Durch das frühzeitige Abklären der Machbarkeit von Elastomerformteilen können Zeit und Kosten
gespart werden. (Bild: Dätwyler)

Neu bietet Dätwyler bestehenden und neuen Kunden eine Machbarkeitsprüfung für neue Elastomerformteile an. Und so funktioniert’s: Interessenten nehmen via Website Kontakt mit dem Schweizer Unternehmen auf und übermittelt die Zeichnungen oder 3D-Dateien. Die Daten werden analysiert, die Herstellbarkeit des Produkts überprüft und es erfolgt eine fundierte Rückmeldung innerhalb von 24 Stunden und zunächst noch kostenlos. Ist die Herstellbarkeit gegeben, weisen die Ingenieure auf allfälliges Optimierungspotenzial für einen reibungslosen Produktionsprozess hin. Falls die Herstellbarkeit nicht gesichert ist, werden die kritischen Stellen in den Zeichnungen oder den 3D-Dateien markiert.
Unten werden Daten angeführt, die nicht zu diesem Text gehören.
PR #1654, opened 2022-08-24
Fix more missing `max_epochs` heuristics

watiss:
Much like #1639


adamgayoso:
Closing as we should not make so many breaking changes all at once and should discuss other options before going this route.

PR #1655, opened 2022-08-24
Update 0.17.2 rel notes

watiss:


adamgayoso (changes requested):
We should change the date to friday

adamgayoso (approved):

PR #1660, opened 2022-08-26
Fix typo in the logic for throwing exception in the VAE module

### LINKED ISSUE #1659: Small typo error in exception throwing of VAE module class
In the VAE module class line 130, if ´self.use_observed_lib_size´== False, the condition for throwing the exception should be
```if library_log_means is None or library_log_vars is None``` instead of ```if library_log_means is None or library_log_means is None```
https://github.com/scverse/scvi-tools/blob/04186b50b3f929d6bdd4c7c65d9ef37bbec047fd/scvi/module/_vae.py#L130

#### Versions:
master branch

watiss:
Fixes #1659


adamgayoso (approved):
LGTM

PR #1672, opened 2022-09-13
Add latent mode support in SCVI

watiss:
Fixes https://github.com/scverse/scvi-tools/issues/1663


scvi/module/base/_base_module.py
```diff
@@ -197,6 +201,11 @@ def inference(
         """
         pass
 
+    @abstractmethod
+    def inference_no_encode(self, qz_m, qz_v, latent_data_type, n_samples=1):
+        """Runs the inference routine but skips encoding, used in latent mode."""
+        pass
+
```
adamgayoso, line 208: this is going to break a lot of peoples code, we should not make this abstract and instead can just add a notimplementederror?

scvi/model/_scvi.py
```diff
@@ -188,4 +203,72 @@ def setup_anndata(
...
+            adata_manager.register_new_fields(cls._get_latent_fields(latent_mode))
         cls.register_manager(adata_manager)
+
+    def _get_latent_adata_from_adata(
+        self,
+        mode: LatentDataType,
+        use_latent_key: str = "X_latent",
+        use_latent_qzm_key: str = "X_latent_qzm",
+        use_latent_qzv_key: str = "X_latent_qzv",
+    ) -> AnnData:
```
adamgayoso, line 218: to_latent_mode() should just by default add the latents to the existing adata object attached to the model

we can add a memory reduce option that inplace deletes adata.raw and substitutes layers/x for csr matrix. If the user doesn't want inplace there can be a copy option

scvi/model/_scvi.py
```diff
@@ -188,4 +203,72 @@ def setup_anndata(
...
+        all_zeros = csr_matrix(self.adata.X.shape, dtype=np.int8).toarray()
```
adamgayoso, line 219:
```suggestion
        all_zeros = csr_matrix(self.adata.X.shape, dtype=np.float32)
```
 toarray will create a dense array?

scvi/model/_scvi.py
```diff
@@ -188,4 +203,72 @@ def setup_anndata(
...
+            layers={layer: all_zeros.copy() for layer in self.adata.layers},
+        )
+        bdata.obs = self.adata.obs
+        bdata.obsm = self.adata.obsm
+        bdata.obsp = self.adata.obsp
+        bdata.uns = self.adata.uns
+        bdata.var_names = self.adata.var_names
+        # add latent related metadata
+        if mode == "sampled":
+            bdata.obsm[_SCVI_LATENT_SAMPLES] = self.adata.obsm[use_latent_key]
```
adamgayoso, line 231: I will not comment this everywhere, but I don't see the purpose of having multiple modes, most of the code added assumes parameterized posteriors, so we should always assume dist mode. This will make the code a bit simpler as well.

scvi/model/_scvi.py
```diff
@@ -188,4 +203,72 @@ def setup_anndata(
...
+            raise ValueError(f"Unknown latent mode: {mode}")
+        return latent_fields
+
+    def to_latent_mode(
+        self,
+        mode: LatentDataType,
+        use_latent_key: str = "X_latent",
+        use_latent_qzm_key: str = "X_latent_qzm",
+        use_latent_qzv_key: str = "X_latent_qzv",
+    ):
```
adamgayoso, line 270: we should add the `latent_mode` to setup_anndata, at the moment I'm not seeing how load works properly (though I see it's tested). How do the latent fields get added when setup anndata gets run during the load method?

adamgayoso: another benefit of this is we can always use the manager to check if an anndata was used for latent mode.

scvi/module/_totalvae.py
```diff
@@ -550,6 +550,10 @@ def inference(
             untran_l=untran_l,
         )
 
+    @auto_move_data
+    def inference_no_encode(self, qz_m, qz_v, latent_data_type, n_samples=1):
+        raise NotImplementedError()
+
```
adamgayoso, line 556: Please remove these. This will break a lot of people's code

adamgayoso (changes requested):

scvi/module/base/_base_module.py
```diff
@@ -523,18 +533,31 @@ def _generic_forward(
...
     inference_inputs = module._get_inference_input(
         tensors, **get_inference_input_kwargs
     )
-    inference_outputs = module.inference(**inference_inputs, **inference_kwargs)
+    if is_latent:
+        inference_outputs = module.inference_no_encode(
+            **inference_inputs, **inference_kwargs
+        )
+    else:
```
adamgayoso, line 559: I think it would be best not to include this new function, so as to isolate these changes to just changes within the respective model/module classes.

Inference in the VAE could look like this:

```python
def inference(...):
    if dist_params is not None:
        self._inference_no_encode(...)
    else:
        self._inference_with_encode(...)
```

The way the base module is written already permits this flexibility. Once the anndatamanager is registered with the latent fields it will start adding these tensors into the minibatches, so this is a way for the module to know which one to route to.

scvi/model/_scvi.py
adamgayoso: Can we create another abstract class that augments `BaseModelClass` with some functionality that one would need to add for latent mode?

scvi/utils/_decorators.py
```diff
@@ -0,0 +1,26 @@
+from functools import wraps
+from typing import Callable
+
+from anndata import AnnData
+from mudata import MuData
+
+from scvi.data._utils import _get_latent_adata_type
+
+
+def unsupported_in_latent_mode(fn: Callable) -> Callable:
```
adamgayoso, line 10: if we create an extended version of `BaseModelClass` with some latent mode functionality we can add a property to the model that this decorator can then use to check if it's supported

scvi/model/base/_vaemixin.py
```diff
@@ -14,6 +16,7 @@ class VAEMixin:
     """Univseral VAE methods."""
 
     @torch.no_grad()
+    @unsupported_in_latent_mode
```
adamgayoso, line 19: Because latent mode doesn't necessarily mean the count data has been set to 0, this would technically be supported (especially with the other changes mentioned). However, if the `memory_reduce` option has been used, the counts will be 0, so the ELBO will be nonsensical. Therefore the decorator can instead add a warning that memory reduce has been used so the output of this function might not make sense.

scvi/model/base/_vaemixin.py
```diff
@@ -118,13 +123,15 @@ def get_reconstruction_error(
         return reconstruction_error
 
     @torch.no_grad()
+    @unsupported_in_latent_mode
```
adamgayoso, line 126: Based on my proposed changes, this would be supported in latent mode because inference would work just fine.

adamgayoso (changes requested):

scvi/model/_scvi.py
watiss: I will remove it the next pr (i.e. after this one is merged in)

scvi/model/_scvi.py
```diff
@@ -188,4 +200,8 @@ def setup_anndata(
             fields=anndata_fields, setup_method_args=setup_method_args
         )
         adata_manager.register_fields(adata, **kwargs)
+        # register new fields for latent mode if needed
+        latent_mode = _get_latent_adata_type(adata)
+        if latent_mode is not None:
+            adata_manager.register_new_fields(cls._get_latent_fields(latent_mode))
```
adamgayoso, line 206: can you check if latent mode and then append the latent fields to anndata_fields on line 185? This way validation will be performed on loading

scvi/model/base/_latent_mode_mixin.py
```diff
@@ -0,0 +1,90 @@
...
+            raise ValueError(f"Unknown latent mode: {mode}")
+        latent_fields.append(
+            StringUnsField(
+                REGISTRY_KEYS.LATENT_MODE_KEY,
+                _ADATA_LATENT_UNS_KEY,
+            ),
+        )
+        return latent_fields
+
+    def to_latent_mode(
```
adamgayoso, line 79: can you write detailed documentation of these methods in this class?

scvi/model/base/_base_model.py
```diff
@@ -64,6 +69,8 @@ class BaseModelClass(metaclass=BaseModelMetaClass):
     """Abstract class for scvi-tools models."""
 
     def __init__(self, adata: Optional[AnnOrMuData] = None):
+        latent_adata = adata is not None and _get_latent_adata_type(adata) is not None
+        _raise_if_missing_latent_mode_support(type(self).__name__, latent_adata)
```
adamgayoso, line 73: why is this necessary?

tests/models/test_models.py
```diff
@@ -1606,3 +1607,356 @@ def test_early_stopping():
...
+    # load saved non-latent model with latent adata
+    loaded_model = SCVI.load(save_path, adata=model.adata)
+
+    scvi.settings.seed = 1
+    params_latent = loaded_model.get_likelihood_parameters()
+    assert params_latent["mean"].shape == adata.shape
+    assert np.array_equal(params_latent["mean"], params_orig["mean"])
+
+
+def test_scvi_latent_mode_get_latent_representation():
```
adamgayoso, line 1893: can we put all latent mode tests in their own file?

scvi/_types.py
```diff
@@ -5,7 +5,10 @@
 import mudata
 import torch
 
+from ._compat import Literal
+
 Number = Union[int, float]
 AnnOrMuData = Union[anndata.AnnData, mudata.MuData]
 Tensor = Union[torch.Tensor, jnp.ndarray]
 LossRecord = Union[Dict[str, Tensor], Tensor]
+LatentDataType = Literal["sampled", "dist"]
```
adamgayoso, line 14: I would vote for removing sampled mode asap so we don't introduce a bunch of code we will end up removing anyway

adamgayoso (changes requested):
Really close! It looks really clean now.

scvi/model/base/_latent_mode_mixin.py
```diff
@@ -0,0 +1,81 @@
...
+from scvi.data.fields import ObsmField, StringUnsField
+
+logger = logging.getLogger(__name__)
+
+_SCVI_LATENT_SAMPLES = "_scvi_latent_samples"
+_SCVI_LATENT_QZM = "_scvi_latent_qzm"
+_SCVI_LATENT_QZV = "_scvi_latent_qzv"
+
+
+class LatentModeMixin:
```
adamgayoso, line 18: abstract class, move this code to scvi

scvi/dataloaders/_anntorchdataset.py
```diff
@@ -115,6 +116,9 @@ def __getitem__(self, idx: List[int]) -> Dict[str, np.ndarray]:
                 sliced_data = cur_data.iloc[idx, :].to_numpy().astype(dtype)
             elif issparse(cur_data):
                 sliced_data = cur_data[idx].toarray().astype(dtype)
+            # for latent mode anndata
```
adamgayoso, line 119: TODO: Adata manager should have a list of which fields it will load

adamgayoso: but for now I would put a better comment so we don't forget why we did it

scvi/data/fields/_uns_field.py
```diff
@@ -0,0 +1,92 @@
...
+from anndata import AnnData
+
+from scvi.data import _constants
+
+from ._base_field import BaseAnnDataField
+
+logger = logging.getLogger(__name__)
+
+
+class BaseUnsField(BaseAnnDataField):
```
adamgayoso, line 14: let's make sure we add these to documentation indexes

scvi/dataloaders/_anntorchdataset.py
adamgayoso: and the todo!

scvi/model/_scvi.py
adamgayoso: let's purse this change

scvi/model/base/_base_model.py
adamgayoso: let's think if this works for developers in other codebases

scvi/module/_vae.py
```diff
@@ -310,6 +334,17 @@ def inference(self, x, batch_index, cont_covs=None, cat_covs=None, n_samples=1):
         outputs = dict(z=z, qz=qz, ql=ql, library=library)
         return outputs
 
+    @auto_move_data
+    def _inference_no_encode(self, qzm, qzv, n_samples=1):
```
adamgayoso, line 338: _cached_inference

scvi/module/base/_latent_mode_module_mixin.py
```diff
@@ -0,0 +1,26 @@
+import logging
+from typing import Optional
+
+from scvi._types import LatentDataType
+from scvi.module.base import auto_move_data
+
+logger = logging.getLogger(__name__)
+
+
+class LatentModeModuleMixin:
```
adamgayoso, line 10: make this one abstract? Or keep as a mixin?

adamgayoso: abstract so we force that they implement cached_inference

adamgayoso (changes requested):

scvi/model/base/_base_model.py
watiss: good call

scvi/model/base/__init__.py
```diff
@@ -1,7 +1,9 @@
 from ._archesmixin import ArchesMixin
-from ._base_model import BaseModelClass
+from ._base_model import BaseLatentModeModelClass, BaseModelClass
 from ._differential import DifferentialComputation
 from ._jaxmixin import JaxTrainingMixin
+
+# from ._base_latent_mode_model import BaseLatentModeModelClass
```
adamgayoso, line 6: nit: remove commented code

scvi/model/base/_base_model.py
```diff
@@ -64,6 +64,11 @@ class BaseModelClass(metaclass=BaseModelMetaClass):
     """Abstract class for scvi-tools models."""
 
     def __init__(self, adata: Optional[AnnOrMuData] = None):
+        latent_adata = adata is not None and _get_latent_adata_type(adata) is not None
```
adamgayoso, line 67: nit: can we add a comment here so it's clear what this does?

scvi/model/_scvi.py
```diff
@@ -184,8 +206,62 @@ def setup_anndata(
...
+            ),
+        )
+        return latent_fields
+
+    def to_latent_mode(
+        self,
+        mode: LatentDataType,
+        use_latent_qzm_key: str = "X_latent_qzm",
+        use_latent_qzv_key: str = "X_latent_qzv",
+    ):
```
adamgayoso, line 264: can we document this? It should mention that the model.adata will be modified inplace and user should make a copy if they want to preserve it.

scvi/module/_vae.py
```diff
@@ -310,6 +329,17 @@ def inference(self, x, batch_index, cont_covs=None, cat_covs=None, n_samples=1):
         outputs = dict(z=z, qz=qz, ql=ql, library=library)
         return outputs
 
+    @auto_move_data
+    def _cached_inference(self, qzm, qzv, n_samples=1):
+        if self.latent_data_type == "dist":
+            dist = Normal(qzm, qzv.sqrt())
+            untran_z = dist.rsample() if n_samples == 1 else dist.sample((n_samples,))
```
adamgayoso, line 336: this should be sample and not rsample

adamgayoso (changes requested):
Just a few more little things!

adamgayoso (approved):

PR #1673, opened 2022-09-13
Switch to sphinx book theme

adamgayoso:
This aligns us with the scverse cookiecutter. The theme also now has dark mode.

One thing we need to change is to make the tutorial notebooks use myst-nb style admonitions.

The way the theme handles colab urls isn't compatible with how we use git submodules, so I created a simple sphinx extension to handle this and edit the colab url post hoc


adamgayoso:
@martinkim0 we can get this in but not backport it to 0.20.x, so it would come out at the next major release

PR #2910, opened 2024-07-25
test(model) fixes errors in testing closeness on GPU

canergen:
Fixes tests.


canergen:
@martinkim0 does this need a label of merge_on_backport ?

PR #2913, opened 2024-07-26
fix(module) TotalVI fix activation background

canergen:
In the totalVI decoder, we were stacking two exponential activation functions. This was producing numerical instabilities. We replace this with a softplus activation function to increase numerical instability. Code is backwards compatible. Default has changed.


canergen:
Please see https://github.com/scverse/scvi-tools/pull/2913 if you still have this issue in our main branch, please create a new issue and share more information about your data (n_protein, n_cells, n_genes)

PR #2936, opened 2024-08-12
feat(train) Add support for categorial covariates in scArches

ori-kron-wis:
closes https://github.com/scverse/scvi-tools/issues/2583


canergen:
Can you please run https://docs.scvi-tools.org/en/1.0.2/tutorials/notebooks/scarches_scvi_tools.html with adding categorical covariate key in addition to the batch key and by replacing batch_key with categorical covariate key and verify that the results are the same?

Die Vertraulichkeit ist während des gesamten Prozesses gewährleistet.

„Je schneller Ingenieure und Entwickler die Herausforderungen der Herstellbarkeit ihrer Produkte verstehen, desto schneller und kostengünstiger können sie ihre Ideen verwirklichen», sagt Uwe Grossberger, der bei Dätwyler als spezialisierter Elastomeringenieur für die neue Dienstleistung verantwortlich ist.

Zeit und Kosten sparen

Die Machbarkeitsprüfung richtet sich an Ingenieure und Entwickler aus Technikabteilungen, an
technische Einkäufer aber auch an Studenten der Elastomerwissenschaften. Für die schnelle Prüfung der
Elastomerformteile stützt sich Dätwyler auf modernste Methoden und auf über 100 Jahre Erfahrung. So kann die breit aufgestellte Materialentwicklung beispielsweise die Parameter für Finite Elemente und Fliesssimulationen im eigenen Labor selbst ermitteln und für die Simulationen verwenden. Zudem profitieren Verarbeiter davon, die Werkzeuge für den Produktionsprozess intern entwickeln und im hauseigenen Werkzeugbau hergestellen.